Capitals 4, Rangers 1

The New York Rangers (22-9-4) lost to the Washington Capitals (18-15-2) by the score of 4-1, tonight. For a boxscore and recap go to Yahoo! Sports.

…listen, you can’t win them all but you have to wonder if this team just wants to get to the Winter Classic at this point. Playing against a desperate Caps team didn’t help.

…in case you haven’t noticed, Richards has just two points (2g) in the last 10 games with a -3.

…i don’t blame Del Zotto for fumbling a bouncing puck on the blueline, but I do for losing his man Johanssen on the goal two seconds later. And what was he doing on the fourth goal?

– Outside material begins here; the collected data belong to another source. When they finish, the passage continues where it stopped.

PR #396, opened 2019-12-02
Shore up has_results logic

### LINKED ISSUE #393: Disappearing Results Panel for inactive programs
Issue: For some programs, after clicking on the Finances panel, when I click on the Results panel, it just dissapears and no content is loaded. If I just click on the Results panel without clicking on the Finances panel, the results load just fine.

This issue seems to affect a number of programs that have a last active year of 2018-19 in Titan. These  programs have `is_active = 0` in program.csv. See below for a sample of affected programs. 

Side note: These programs currently have no Finances data. However, once public accounts are tabled, we will have planned and actual spending for 2018-19.

| Deptcode| Activitycode |
| ------------- |:-------------:| 
| FEDSO | BNM00
 | INDSC | BWU00
 | NRC | BNQ00

Stephen-ONeil:
As a handy optimization, `has_results` gets prepopulated as a side-effect of queries for results counts and actual results bundles. The pre-population logic in results counts was valid (if over-stated), but the logic for the side-effect while loading a results bundle was faulty.

Basically, loading a result's bundle for a given doc_key and seeing that it has data tells you that its `has_results` should be true, but getting an empty response doesn't tell you anything (unless you're asking for every single doc_key, which we don't ever do so I won't account for that special case). The code had been incorrectly acting like an empty response confirmed that `has_data` should be false. Once `has_results` is set to false, it's never updated again.

So, any subject that didn't have all possible docs could potentially get marked as not having results erroneously (in practice, there weren't many cases where you could cause this in the app).

I've also set up `subject_has_results()` in `populate_results.js` to short circuit it's promise if it's being called for a subject that's already had it's `has_results` flag set, to stop any other ways it could be mucked with going forward (the first fix was still needed anyway, to stop it from being locked in with a potentially wrong value).

Closes #393

### DIFF
--- a/client/src/models/populate_results.js
+++ b/client/src/models/populate_results.js
@@ -25,67 +25,70 @@ query($lang: String!, $id: String) {
 `;
 const _subject_has_results = {}; // This is also populated as a side effect of api_load_results_bundle and api_load_results_counts calls
 export function subject_has_results(subject){
-  if ( !_.isNull( subject.has_data('results_data') ) ){
-    // short curicuit if already set, this isn't a status that changes durring a session
+  
+  try {
+    // throws an error if the has results_data status has yet to be loaded (in which case we load it in the catch block)
+    subject.has_data('results_data');
+    // if it didn't throw an error then we're done
     return Promise.resolve();
-  }
+  } catch(error){
+    const { id } = subject;
 
-  const { id } = subject;
+    const level = subject.level === "dept" ? "org" : subject.level;
 
-  const level = subject.level === "dept" ? "org" : subject.level;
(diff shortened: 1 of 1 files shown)


client/src/models/populate_results.js
```diff
@@ -25,6 +25,11 @@ query($lang: String!, $id: String) {
 `;
 const _subject_has_results = {}; // This is also populated as a side effect of api_load_results_bundle and api_load_results_counts calls
 export function subject_has_results(subject){
+  if ( !_.isNull( subject.has_data('results_data') ) ){
+    // short curicuit if already set, this isn't a status that changes durring a session
```
cookkate: spelling (x2)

…didn’t take Hagelin long to go from the penthouse to the outhouse with a -3 and being dropped from the Richards line.

…while Callahan is an absolute warrior out there, I cringe every time I see him throw his body in front of a shot. You have to wonder if the Rangers would be better off if he didn’t do that. See the end of last season.

…Biron pretty much left out to dry tonight. Not much defensive help.

…solid game from Mitchell who was great along the boards tonight.

…did the GAS line miss the stop off in Washington and head straight to Florida?

…remember when the Rangers were winning faceoffs and scoring on the power play? Me neither.

…not really a fan of the fourth line right now. Just not doing it for me.

…off tomorrow then at Florida Firday night.

For post game quotes & video click the “Read More” tab below.

Brian Boyle…

“We didn’t take care of the puck, and that burned us. We don’t want to give the puck away, we want them to earn it. Those are the things we don’t want to do, and in this league there aren’t a lot of comebacks, so we really beat ourselves.”

Jeff Woywitka…

“Obviously they have some players that transition quick and make things happen quick, and if we are not smart in the right areas they can burn us on it because they have the talent to do that. We weren’t strong enough in those areas tonight, and they got a couple goals off of (turnovers). Now we have to learn from it and move on.”